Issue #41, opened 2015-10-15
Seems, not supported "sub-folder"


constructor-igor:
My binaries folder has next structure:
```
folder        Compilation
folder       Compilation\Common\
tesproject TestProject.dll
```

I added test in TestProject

☆ ☆ ☆ ☆ ☆ ☆ ☆

• GOAL OF THE EXERCISE: The expected answer is every line above in which the word "Compilation" appears.

• YOUR RESPONSE:
folder        Compilation
folder       Compilation\Common\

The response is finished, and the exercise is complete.